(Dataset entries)
###

PR #292, opened 2016-04-16
[PHP] Add support for the CSPRNG functions

duncan3dc:
PHP 7 added some new random functions
http://php.net/manual/en/ref.csprng.php


PHP/PHP Source.sublime-syntax
```diff
@@ -942,6 +942,8 @@ contexts:
     - match: (?i)\b(com_(set|create_guid|i(senum|nvoke)|pr(int_typeinfo|op(set|put|get))|event_sink|load(_typelib)?|addref|release|get(_active_object)?|message_pump)|variant_(s(ub|et(_type)?)|n(ot|eg)|c(a(st|t)|mp)|i(nt|div|mp)|or|d(iv|ate_(to_timestamp|from_timestamp))|pow|eqv|fix|a(nd|dd|bs)|round|get_type|xor|m(od|ul)))\b
       scope: support.function.com.php
     - match: (?i)\bctype_(space|cntrl|digit|upper|p(unct|rint)|lower|al(num|pha)|graph|xdigit)\b
+      scope: support.function.csprng.php
```
wbond: This line should be moved down so it is applied to the `random_` functions, not `ctype_`.

duncan3dc: Of course, sorry. Fixed now :+1:

PR #294, opened 2016-04-18
[Ruby] Do not match camelCase as a constant

azdavis:
Previously, the uppercase portion of a camelCase variable was matched as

###

# Exercise objective
So that nothing is lost, please repeat all of the entries exactly.

# Output of the task
PR #292, opened 2016-04-16
[PHP] Add support for the CSPRNG functions

duncan3dc:
PHP 7 added some new random functions
http://php.net/manual/en/ref.csprng.php


PHP/PHP Source.sublime-syntax
```diff
@@ -942,6 +942,8 @@ contexts:
     - match: (?i)\b(com_(set|create_guid|i(senum|nvoke)|pr(int_typeinfo|op(set|put|get))|event_sink|load(_typelib)?|addref|release|get(_active_object)?|message_pump)|variant_(s(ub|et(_type)?)|n(ot|eg)|c(a(st|t)|mp)|i(nt|div|mp)|or|d(iv|ate_(to_timestamp|from_timestamp))|pow|eqv|fix|a(nd|dd|bs)|round|get_type|xor|m(od|ul)))\b
       scope: support.function.com.php
     - match: (?i)\bctype_(space|cntrl|digit|upper|p(unct|rint)|lower|al(num|pha)|graph|xdigit)\b
+      scope: support.function.csprng.php
```
wbond: This line should be moved down so it is applied to the `random_` functions, not `ctype_`.

duncan3dc: Of course, sorry. Fixed now :+1:

PR #294, opened 2016-04-18
[Ruby] Do not match camelCase as a constant

azdavis:
Previously, the uppercase portion of a camelCase variable was matched as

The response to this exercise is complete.